I’m amazed that hotels are still recruiting people simply to occupy the reception desk and to answer the telephone. Receptionists should be capable of converting telephone enquiries into bookings; they should not be there simply to answer callers’ questions, quote a rate and then leave it to them to think about it. Also, these are frequently the people who are expected to respond to email enquiries when their command of written English is lamentably poor. What’s worse about email responses is that all too frequently, nobody in authority checks them.

I dread to think how many times I have sat in Reception and heard the girls say, ‘No we’re full on that date. Thank you. Goodbye’.

I have even witnessed receptionists welcoming walk-in prospects and, when asked what the price of a room would be for the night, quote without hesitation the lowest rate possible, a ‘distress’ rate. When asked why, the answer was ‘because I’m allowed to and it’s more likely they’ll book.’ I’m sure that’s why the hotel’s average room rate was so low!

I frequently ask reception staff if they think their hotel is expensive and well over 50% respond, without hesitation, ‘Yes’. In their worlds, of course, the price of a night in a luxury hotel might well seem expensive but in the luxury hotel market, the rates relate directly to the experience at that level. How are these receptionists supposed to be convincing to callers who ask for a cheaper rate?’

This might sound a bit of a rant and I suppose it is. So, for what it’s worth, these are my top ten tips for improving the performance of receptionists in small, luxury hotels where a specialist Reservations dept. or specialist training are not options:

  1. When recruiting receptionists, look for those with a vivacious personality.
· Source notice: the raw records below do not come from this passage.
PR #1035, opened 2026-07-27
fix(parquet/schema): reject invalid fixed lengths

fallintoplace:
### Rationale for this change

Fixed-length byte-array constructors reject non-positive widths, but `PrimitiveNode.SetTypeLength` allowed an existing valid node to be mutated to zero or a negative width. The invalid node could then be serialized or passed to encoders.

* Reject non-positive widths when mutating fixed-length byte-array nodes.
* Leave non-fixed-width primitive nodes unchanged, preserving the existing no-op behavior.
* Document the panic contract on the setter.

### Are these changes tested?

Yes. The regression test covers zero and negative widths, verifies that failed mutations preserve the previous width, and checks the existing no-op behavior for other physical types. The full `parquet/schema` package passes.

### DIFF
--- a/parquet/schema/node.go
+++ b/parquet/schema/node.go
@@ -319,10 +319,13 @@ func (p *PrimitiveNode) Equals(rhs Node) bool {
 // to store the values in this column.
 func (p *PrimitiveNode) PhysicalType() parquet.Type { return p.physicalType }
 
-// SetTypeLength will change the type length of the node, has no effect if the
-// physical type is not FixedLength Byte Array
+// SetTypeLength will change the type length of the node, and has no effect if the
+// physical type is not FixedLength Byte Array. It panics if length is not positive.
 func (p *PrimitiveNode) SetTypeLength(length int) {
 	if p.PhysicalType() == parquet.Types.FixedLenByteArray {
+		if length <= 0 {
+			panic("parquet: fixed length byte array length must be positive")
+		}
 		p.typeLen = length
 	}
 }
--- a/parquet/schema/schema_test.go
+++ b/parquet/schema/schema_test.go
@@ -191,6 +191,20 @@ func (p *PrimitiveNodeTestSuite) TestEquals() {
 	p.False(flba1.Equals(flba5))
 }
 
+func (p *PrimitiveNodeTestSuite) TestSetTypeLengthRejectsInvalidLength() {
+	node := schema.NewFixedLenByteArrayNode("value", parquet.Repetitions.Required, 4, -1)
+
+	for _, length := range []int{0, -1} {
+		p.PanicsWithValue("parquet: fixed length byte array length must be positive", func() {
+			node.SetTypeLength(length)
+		})
+		p.Equal(4, node.TypeLength())
+	}
+
+	other := schema.NewInt32Node("value", parquet.Repetitions.Required, -1)
+	p.NotPanics(func() { other.SetTypeLength(0) })
+}
+
 func (p *PrimitiveNodeTestSuite) TestPhysicalLogicalMapping() {
 	tests := []struct {
 		typ       parquet.Type


parquet/schema/node.go
```diff
@@ -319,10 +319,13 @@ func (p *PrimitiveNode) Equals(rhs Node) bool {
...
 
-// SetTypeLength will change the type length of the node, has no effect if the
-// physical type is not FixedLength Byte Array
+// SetTypeLength will change the type length of the node, and has no effect if the
+// physical type is not FixedLength Byte Array. It panics if length is not positive.
 func (p *PrimitiveNode) SetTypeLength(length int) {
 	if p.PhysicalType() == parquet.Types.FixedLenByteArray {
+		if length <= 0 {
+			panic("parquet: fixed length byte array length must be positive")
+		}
```
zeroshade, line 328: Placement is right — inside the FLBA branch, so non-fixed-width primitives keep their documented no-op behavior, and the guard precedes the assignment so a rejected call leaves `typeLen` untouched (your test asserts exactly that).

This also makes the setter agree with `NewFixedLenByteArrayNode` at line 627, which already panics on the same condition through `MustPrimitive`. Worth noting the payoff concretely: without this, `toThrift` at line 360 would happily serialize a negative `type_length` into the footer.

zeroshade (approved):
Verified — this closes a real mutation hole and the mechanism matches existing convention in the file. LGTM.

**The gap is genuine.** Every FLBA constructor validates the width — `node.go:180` (`NewPrimitiveNodeLogical`) and `:255-259` (`NewPrimitiveNodeConverted`) both reject non-positive lengths, and `NewFixedLenByteArrayNode` (`:627-629`) already panics via `MustPrimitive`. But `SetTypeLength` assigned `p.typeLen` unchecked, so a valid node could be mutated into an invalid one afterwards. Confirmed empirically:

```
ctor typeLen=0 err:                     invalid fixed length byte array length
NewFixedLenByteArrayNode(0) recovered:  invalid fixed length byte array length
after SetTypeLength(0),  TypeLength =   0
after SetTypeLength(-7), TypeLength =   -7
column TypeLength:                      -7
```

**And the corruption isn't inert**, which is what makes this worth fixing rather than merely tidy: `PrimitiveNode.toThrift` (`node.go:360-362`) unconditionally writes `elem.TypeLength = thrift.Int32Ptr(int32(p.typeLen))` for FLBA, so a negative width would be serialized into the file footer as a spec-invalid `type_length`. Your rationale about it being "serialized or passed to encoders" checks out.

**Panic is the right mechanism here.** `SetTypeLength` has no error return, and adding one would break the exported API in v18. Panicking on invalid arguments is already the established pattern in this exact file and package — `Must`/`MustGroup`/`MustPrimitive` (`node.go:445-467`), `NewFixedLenByteArrayNode` (`:627-629`) for this very condition, and `logical_types.go:349`/`:352`/`:786`. Your message also follows the `parquet: ...` prefix style. Net effect is that `NewFixedLenByteArrayNode(..., 0, ...)` and `node.SetTypeLength(0)` now behave identically, so this *removes* an inconsistency rather than introducing a new policy.

**No legitimate caller is affected.** Exhaustive search for `SetTypeLength` across the module (excluding the unrelated generated `IsSetTypeLength` in the Thrift bindings) finds only two call sites, both in `schema_test.go` (`:177` and `:181`), passing 12 and 16. Zero non-test callers. Non-FLBA primitives remain a no-op, matching the documented contract and prior behavior.

**Good test.** It table-drives `{0, -1}`, and importantly asserts `TypeLength()` is still 4 after each panic — verifying no partial mutation, which is the invariant that actually matters. It also pins the non-FLBA no-op with `NotPanics`. Purely additive; no existing expectation changed. `go test ./parquet/...` is green and identical to baseline.

One note for the release notes, not a blocker: this is a behavior change for any external caller currently passing a non-positive length and getting silent corruption — they'll now get a panic. That's the intent, and it's consistent with the sibling constructor, but it's worth a mention.

PR #1036, opened 2026-07-27
feat(parquet): add WithDictionaryCostFallback writer property

tom-eon:
### Rationale for this change

The pre-first-page dictionary cost check (`checkDictionarySizeLimit`, mirroring parquet-mr's `FallbackValuesWriter.shouldFallBack`) compares **uncompressed** sizes: the dictionary is discarded when `dictSize + encodedSize >= rawSize`. That comparison only predicts on-disk cost when pages are stored uncompressed. With a page compressor configured it can discard dictionaries that clearly win after compression — bit-packed dictionary indices are near-incompressible but small, while PLAIN-encoded values often compress far less than the raw-size comparison assumes. In our benchmarks (ZSTD level 3), a mid-cardinality `Time64` column written PLAIN after the fallback was 2× larger than the same column dictionary-encoded (7.1 MB vs 3.6 MB compressed); mid-cardinality integer columns lost 20%+.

You need enthusiasm and conviction at the end of the phone.
  2. Ensure they understand they are there to convert enquiries, especially phone enquiries (more people still prefer to enquire/book by phone), as well as to be ‘on Reception’.
  3. Ensure all receptionists are always familiar with the hotel’s primary selling points, especially those that give you an edge over your primary competitors. They need to be quoting these to all enquirers.
  4. Make mystery phone calls and send mystery email enquiries to your hotel. Then log what was said on the phone and file the email responses for review later.
  5. Ensure all receptionists understand why your hotel is not expensive.
  6. Every so often, treat them to dinner and a night in the hotel so they understand what makes your hotel special. They will then be able to convey the character of the hotel far more effectively over the phone or in an email.
  7. Prepare for them an email response template that features the primary selling points of the hotel. The mystery email exercise will ensure they’re doing it properly.
  8. Hold monthly receptionist meetings (more frequently, if necessary) to:
    1. Review the mystery phone calls and the emails and discuss how they could be improved.
    2. Review the average room rate being achieved and discuss how it might be improved.
    3. Ask them to list the primary selling points of the hotel at every meeting
    4. Review the guest welcome process. A guest arriving at your hotel for the first time might well be impressed by the building and the grounds but his first impression of the ‘guest experience’ is the receptionist. You know what they say, ‘You never get a second chance to make a first impression.’
    5. Make receptionists feel really involved and take pride in what they’re achieving. They can make a huge difference to the bottom line.
    6. Review how they can clinch the booking without reducing the rate
  9. Create performance incentives. I suggest these are based on average room rates achieved by the team and an individual incentive for the most revenue generated by ‘upselling’, e.g. bottles of Champagne, flowers, beauty treatments, etc
  10. Finally, and perhaps controversially, pay them more! Good receptionists can do more for you than mediocre sales people (I’ll be talking about them another time!) who can be paid twice as much.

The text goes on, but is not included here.